Lol, I might be able to get it going this week still.  But I delayed so many things outside of TBT for this one week, so I had a lot to do as it turns out.  But the Fall theme shouldn't be too hard.  Well we can even keep the same sky colors for now and make some new ones gradually.  The winter one... now that one will be hard... I don't have a winter tree.


----------



## Brad (Sep 23, 2011)

Done, lol.


----------



## Caius (Sep 23, 2011)

Brad said:


> Done, lol.








I am in deep thought over this dramatic piece.


----------



## Jas0n (Sep 23, 2011)

Jeremy said:


> Lol, I might be able to get it going this week still.  But I delayed so many things outside of TBT for this one week, so I had a lot to do as it turns out.  But the Fall theme shouldn't be too hard.  Well we can even keep the same sky colors for now and make some new ones gradually.  The winter one... now that one will be hard... I don't have a winter tree.

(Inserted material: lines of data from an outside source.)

PR #1879, opened 2026-08-30
fix(jq): skip(n; expr) raises on NaN count instead of silently skipping 0

### LINKED ISSUE #1846: jq: skip(n; expr) has the same NaN/non-integer-count divergence #1825 fixed for nth/limit
## Summary

`#1825` (PR #1842) fixed `nth(n; g)`/`limit(n; g)` accepting NaN and non-integer counts the way jq does. Confirmed during that PR's review: `skip(n; expr)` has the exact same bug shape, and unlike `nth`/`limit` it isn't even routed through a shared classifier — the buggy logic is hand-inlined **twice** within `builtin_skip` (once per `QueryResult` arm), the precise "duplicated classification, prone to drift" pattern `classify_limit_n`'s own doc comment (citing #1313) exists to eliminate.

## Repro (confirmed live against the built binary)

```console
$ succinctly jq -n 'skip(nan; 1,2,3,4)'
1
2
3
4
```

Real jq's own `skip` definition is `if $n > 0 then ... elif $n == 0 then expr else error("skip doesn't support negative count") end` — NaN satisfies neither `> 0` nor `== 0`, so it should fall to the `else error(...)` branch, not silently behave as skip-count-0.

```console
$ succinctly jq -n 'skip(1.5; 1,2,3,4)'
2
3
4
```

Truncated to skip 1 instead of jq's own decrementing-loop semantics (the same truncate-vs-ceil/decrement-correctly shape #1825 fixed for `nth`/`limit`).

```console
$ succinctly jq -n 'skip(0.4; 1,2,3,4)'
1
2
3
4
```

Truncated to skip 0.

## Where

`builtin_skip` (`src/jq/eval.rs`, ~line 10451) — the buggy `if f < 0.0 { error } else { num.as_i64().map_or(f as usize, ...) }` classification is duplicated inline in both its `QueryResult::One` and `QueryResult::Owned` arms.

## Suggested fix

Extract a shared classifier the same way `classify_limit_n`/`classify_nth_n` already exist for `limit`/`nth` (#1313/#1825's own precedent), implementing jq's real three-way `if $n > 0 / elif $n == 0 / else error` branch with NaN correctly falling to the `else` (error) arm, and a positive non-integer `$n` handled via jq's actual per-iteration decrement semantics (verify the exact take-count formula live against jq 1.7.1 before assuming it matches `limit`'s `ceil($n)` — `skip`'s own definition decrements differently and should be independently confirmed, not assumed identical).

## Provenance

Found during multi-angle `/code-review` of PR #1842 (#1825).

### LINKED ISSUE #1849: jq: skip(n; expr) doesn't raise on NaN count, likely truncates instead of ceiling a fractional count
## Summary

`builtin_skip` (`src/jq/eval.rs`, ~line 10510) implements `skip($n; expr)` from the same #983 lineage as `limit`/`nth` (branch `issue-983-limit-nth-skip-negative-count`), and its own comment already quotes jq's real definition:

```
if $n > 0 then ... elif $n == 0 then expr else error("skip doesn't support negative count") end
```

#1825 fixed the equivalent NaN/fractional-count bugs for `limit`/`nth` (`classify_limit_n`/`classify_nth_n`), but `skip` was out of scope for that PR and still has both bug classes today, verified against the current code's own quoted spec:

1. **NaN silently bypasses the error branch.** The guard is `if f < 0.0 { return Err(...) }` — false for NaN, so NaN satisfies neither `$n > 0` nor `$n == 0` under the *comment's own* semantics (both real-number comparisons are false for NaN), which should fall to `else error(...)`. Instead, `num.as_i64().map_or(f as usize, |i| i as usize)` runs on a NaN `f`; Rust's saturating float→int cast turns NaN into `0`, so `skip(nan; expr)` silently computes `n = 0` (skip nothing) instead of raising. Confirmed live:
   ```
   $ ./target/release/succinctly jq -n 'skip(nan; 1,2,3,4)'
   1
   2
   3
   4
   ```
   (exit 0, no error — should raise per the comment's own quoted contract, matching how `classify_limit_n`/`classify_nth_n` now reject NaN for `limit`/`nth`.)

2. **A positive fractional count truncates instead of ceiling.** Both `QueryResult::One`/`QueryResult::Owned` arms end with a plain truncating cast (`num.as_i64().map_or(f as usize, |i| i as usize)` / `f as usize`), not the `ceil`-based per-item-decrement count `limit`/`nth` now use. `skip(1.5; 1,2,3,4)` currently returns `2,3,4` (skips 1 item), whereas by analogy with `limit`'s real per-item decrement semantics (same PR lineage) skip should very likely skip `ceil(1.5) = 2` items and return `3,4`.

## Verification caveat

`skip/2` is a jq **1.8+** builtin — not defined in this repo's pinned oracle (`/usr/bin/jq` 1.7.1: `skip/2 is not defined`), and no jq 1.8 binary is available on this machine to verify live. Item 1 (NaN bypass) is high-confidence since it directly contradicts the `if/elif/else` structure the existing code comment already quotes as jq's real definition. Item 2 (fractional truncation) is a strong analogy to `limit`/`nth`'s confirmed decrement-based semantics but should be confirmed against a real jq 1.8 binary before changing the ceiling behavior, per this repo's rule against stating jq/yq behavior from memory (see CLAUDE.md's reference-fidelity section).

## Suggested fix

Once verified against jq 1.8: extract a `classify_skip_n` sharing `classify_limit_n`'s float/NaN branch structure (and its `ceil_positive_float_to_usize` helper, added in #1825), replacing this function's independent, unguarded `f < 0.0` check.

Found during #1825's third code-review round (Angle "Altitude + Conventions" scan) while reviewing `classify_limit_n`/`classify_nth_n` — flagged as a sibling bug in the same builtin family, out of scope for that PR's minimal fix.

newhoggy:
## Summary

`skip(nan; expr)` satisfies neither `$n > 0` nor `$n == 0` under real jq's
own generator-based definition, so it falls to `else error("skip doesn't
support negative count")`. succinctly's Rust `f as usize` cast instead
saturated NaN to `0`, silently skipping nothing (`skip(nan; 1,2,3,4)` used
to print `1 2 3 4` with exit 0).

```console
$ succinctly jq -n 'skip(nan; 1,2,3,4)'
jq: error (at <unknown>): skip doesn't support negative count
```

If you can't find a winter tree I can try and make one. You'll have to let me know.


----------



## Checkmate (Sep 23, 2011)

What are you guys talking about? I think this theme is *hot*, man.


----------



## Jas0n (Sep 24, 2011)

Checkmate said:


> What are you guys talking about? I think this theme is *hot*, man.



But it's a summer theme, it's now autumn.

HURRY UP JEREMY WE WANT DEAD LEAVES.


----------



## KCourtnee (Sep 25, 2011)

Well I can bring some sticks to the ceremony to act as a winter tree.


----------



## Jas0n (Sep 25, 2011)

JEREMY

Y U NO AUTUMN THEME


----------



## Jake (Sep 25, 2011)

I'm in spring and I still want it


----------



## Alex518 (Sep 28, 2011)

Wow I'm excited for it :]


----------



## Jas0n (Sep 28, 2011)

Alex518 said:


> Wow I'm excited for it :]



Best not get too excited, it'll probably be winter before we get it.


----------



## SockHead (Sep 28, 2011)

Jas0n said:


> Best not get too excited, it'll probably be winter before we get it.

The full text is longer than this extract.